### TASK DESCRIPTION
Sort through the data and copy the lines holding the word "wording".

(Saved entries)
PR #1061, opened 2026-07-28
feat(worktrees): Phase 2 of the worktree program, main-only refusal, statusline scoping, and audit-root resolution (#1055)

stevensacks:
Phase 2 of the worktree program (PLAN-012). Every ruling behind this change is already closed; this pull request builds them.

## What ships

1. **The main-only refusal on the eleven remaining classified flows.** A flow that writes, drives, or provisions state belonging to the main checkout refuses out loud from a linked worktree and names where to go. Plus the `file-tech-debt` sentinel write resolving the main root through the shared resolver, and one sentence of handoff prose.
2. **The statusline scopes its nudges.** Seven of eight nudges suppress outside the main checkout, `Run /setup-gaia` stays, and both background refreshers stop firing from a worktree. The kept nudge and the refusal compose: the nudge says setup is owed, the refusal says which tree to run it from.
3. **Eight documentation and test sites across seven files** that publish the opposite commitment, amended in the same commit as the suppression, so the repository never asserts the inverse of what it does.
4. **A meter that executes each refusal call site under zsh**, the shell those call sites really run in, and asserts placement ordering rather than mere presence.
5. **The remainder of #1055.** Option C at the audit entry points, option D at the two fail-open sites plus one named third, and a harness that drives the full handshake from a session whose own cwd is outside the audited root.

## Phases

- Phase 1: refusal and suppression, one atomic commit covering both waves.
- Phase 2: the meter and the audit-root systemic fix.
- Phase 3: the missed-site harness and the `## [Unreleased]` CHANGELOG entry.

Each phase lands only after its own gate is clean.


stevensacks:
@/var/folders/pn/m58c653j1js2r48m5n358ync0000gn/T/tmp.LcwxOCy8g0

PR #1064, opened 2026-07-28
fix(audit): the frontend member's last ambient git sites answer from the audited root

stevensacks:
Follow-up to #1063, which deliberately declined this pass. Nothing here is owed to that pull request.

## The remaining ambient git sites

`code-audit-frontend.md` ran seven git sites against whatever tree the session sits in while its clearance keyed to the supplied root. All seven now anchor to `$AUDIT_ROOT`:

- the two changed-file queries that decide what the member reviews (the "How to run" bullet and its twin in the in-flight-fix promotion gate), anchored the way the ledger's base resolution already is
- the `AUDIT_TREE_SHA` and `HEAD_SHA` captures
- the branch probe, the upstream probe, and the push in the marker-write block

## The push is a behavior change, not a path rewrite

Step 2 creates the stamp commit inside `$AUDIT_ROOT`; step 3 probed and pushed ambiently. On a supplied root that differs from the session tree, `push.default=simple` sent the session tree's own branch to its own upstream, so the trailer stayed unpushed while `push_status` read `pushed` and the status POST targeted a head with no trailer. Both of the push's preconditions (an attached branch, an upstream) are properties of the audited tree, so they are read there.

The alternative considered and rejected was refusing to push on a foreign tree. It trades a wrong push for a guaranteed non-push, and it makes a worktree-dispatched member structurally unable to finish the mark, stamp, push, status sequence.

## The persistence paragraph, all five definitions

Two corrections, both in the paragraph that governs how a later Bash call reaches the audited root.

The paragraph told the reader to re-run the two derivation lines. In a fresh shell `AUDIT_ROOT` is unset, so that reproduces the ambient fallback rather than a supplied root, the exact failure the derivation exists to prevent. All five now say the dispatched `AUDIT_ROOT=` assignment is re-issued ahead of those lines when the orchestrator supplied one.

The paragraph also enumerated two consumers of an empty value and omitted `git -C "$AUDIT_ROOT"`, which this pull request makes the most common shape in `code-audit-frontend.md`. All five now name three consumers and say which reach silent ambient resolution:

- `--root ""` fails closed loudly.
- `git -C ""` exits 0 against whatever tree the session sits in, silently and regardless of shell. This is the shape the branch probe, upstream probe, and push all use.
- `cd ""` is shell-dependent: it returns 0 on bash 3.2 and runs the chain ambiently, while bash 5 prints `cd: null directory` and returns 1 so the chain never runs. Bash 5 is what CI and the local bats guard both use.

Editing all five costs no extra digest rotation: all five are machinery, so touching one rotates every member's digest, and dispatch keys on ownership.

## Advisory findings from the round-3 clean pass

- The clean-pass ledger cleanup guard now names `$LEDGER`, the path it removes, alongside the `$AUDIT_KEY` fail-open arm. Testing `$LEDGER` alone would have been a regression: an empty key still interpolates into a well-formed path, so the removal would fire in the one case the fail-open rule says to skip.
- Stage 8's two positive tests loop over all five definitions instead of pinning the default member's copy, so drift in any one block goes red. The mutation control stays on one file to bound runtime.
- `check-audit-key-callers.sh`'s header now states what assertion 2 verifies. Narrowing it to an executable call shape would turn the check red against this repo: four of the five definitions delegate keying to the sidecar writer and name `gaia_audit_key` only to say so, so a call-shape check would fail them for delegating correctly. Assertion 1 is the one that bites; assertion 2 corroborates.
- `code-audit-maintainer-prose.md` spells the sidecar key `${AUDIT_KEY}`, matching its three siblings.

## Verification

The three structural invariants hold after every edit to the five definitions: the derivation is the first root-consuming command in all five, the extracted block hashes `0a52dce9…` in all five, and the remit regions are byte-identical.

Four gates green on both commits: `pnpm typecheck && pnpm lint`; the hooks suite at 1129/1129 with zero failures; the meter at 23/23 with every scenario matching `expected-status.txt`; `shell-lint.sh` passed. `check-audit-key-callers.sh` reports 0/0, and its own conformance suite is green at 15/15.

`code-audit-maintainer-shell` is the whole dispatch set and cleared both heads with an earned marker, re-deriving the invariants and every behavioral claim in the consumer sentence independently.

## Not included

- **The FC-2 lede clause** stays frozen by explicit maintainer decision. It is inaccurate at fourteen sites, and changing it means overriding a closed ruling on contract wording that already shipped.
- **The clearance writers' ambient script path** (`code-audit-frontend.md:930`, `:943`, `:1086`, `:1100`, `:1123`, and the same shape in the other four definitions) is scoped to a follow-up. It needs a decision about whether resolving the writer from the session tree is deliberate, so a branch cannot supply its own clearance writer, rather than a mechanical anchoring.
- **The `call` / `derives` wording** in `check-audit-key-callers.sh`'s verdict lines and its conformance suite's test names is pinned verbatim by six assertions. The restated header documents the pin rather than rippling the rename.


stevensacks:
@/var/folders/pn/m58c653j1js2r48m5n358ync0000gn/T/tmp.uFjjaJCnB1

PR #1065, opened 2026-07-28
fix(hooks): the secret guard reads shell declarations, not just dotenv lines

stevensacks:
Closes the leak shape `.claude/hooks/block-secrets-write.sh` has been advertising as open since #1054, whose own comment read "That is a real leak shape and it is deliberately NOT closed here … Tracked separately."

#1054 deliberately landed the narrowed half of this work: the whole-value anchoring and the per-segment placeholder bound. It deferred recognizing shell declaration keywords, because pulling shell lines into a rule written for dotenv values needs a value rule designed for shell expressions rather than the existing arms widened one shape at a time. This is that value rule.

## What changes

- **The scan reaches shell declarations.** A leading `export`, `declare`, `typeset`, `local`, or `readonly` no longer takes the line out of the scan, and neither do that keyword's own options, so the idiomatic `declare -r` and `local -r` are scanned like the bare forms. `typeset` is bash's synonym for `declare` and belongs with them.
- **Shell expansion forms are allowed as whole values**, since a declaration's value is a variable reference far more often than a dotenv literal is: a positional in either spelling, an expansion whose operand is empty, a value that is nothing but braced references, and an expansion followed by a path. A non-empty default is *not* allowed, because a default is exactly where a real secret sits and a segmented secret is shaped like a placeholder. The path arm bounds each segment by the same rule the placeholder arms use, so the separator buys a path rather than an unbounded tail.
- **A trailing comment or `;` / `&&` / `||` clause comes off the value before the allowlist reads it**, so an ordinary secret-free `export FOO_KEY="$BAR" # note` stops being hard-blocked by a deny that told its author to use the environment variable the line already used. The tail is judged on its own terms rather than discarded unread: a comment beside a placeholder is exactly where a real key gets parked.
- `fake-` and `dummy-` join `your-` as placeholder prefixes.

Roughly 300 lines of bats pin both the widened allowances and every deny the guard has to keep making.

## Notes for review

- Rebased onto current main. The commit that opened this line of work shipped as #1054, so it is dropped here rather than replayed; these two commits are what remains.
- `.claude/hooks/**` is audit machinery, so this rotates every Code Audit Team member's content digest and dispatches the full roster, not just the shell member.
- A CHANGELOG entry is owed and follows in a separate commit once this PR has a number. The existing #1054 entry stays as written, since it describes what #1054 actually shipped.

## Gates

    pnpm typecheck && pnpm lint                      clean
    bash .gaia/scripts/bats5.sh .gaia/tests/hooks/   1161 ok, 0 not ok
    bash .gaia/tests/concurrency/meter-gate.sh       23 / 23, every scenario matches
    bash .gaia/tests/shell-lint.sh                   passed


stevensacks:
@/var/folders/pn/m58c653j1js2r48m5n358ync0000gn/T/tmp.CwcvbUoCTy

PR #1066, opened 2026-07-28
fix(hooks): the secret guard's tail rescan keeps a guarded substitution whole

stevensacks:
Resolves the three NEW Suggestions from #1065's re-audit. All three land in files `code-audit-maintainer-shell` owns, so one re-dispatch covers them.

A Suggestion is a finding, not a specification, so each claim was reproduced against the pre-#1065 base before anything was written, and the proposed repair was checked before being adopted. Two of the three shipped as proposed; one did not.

### RESPONSE BOX
- **The FC-2 lede clause** stays frozen by explicit maintainer decision. It is inaccurate at fourteen sites, and changing it means overriding a closed ruling on contract wording that already shipped.
- **The `call` / `derives` wording** in `check-audit-key-callers.sh`'s verdict lines and its conformance suite's test names is pinned verbatim by six assertions. The restated header documents the pin rather than rippling the rename.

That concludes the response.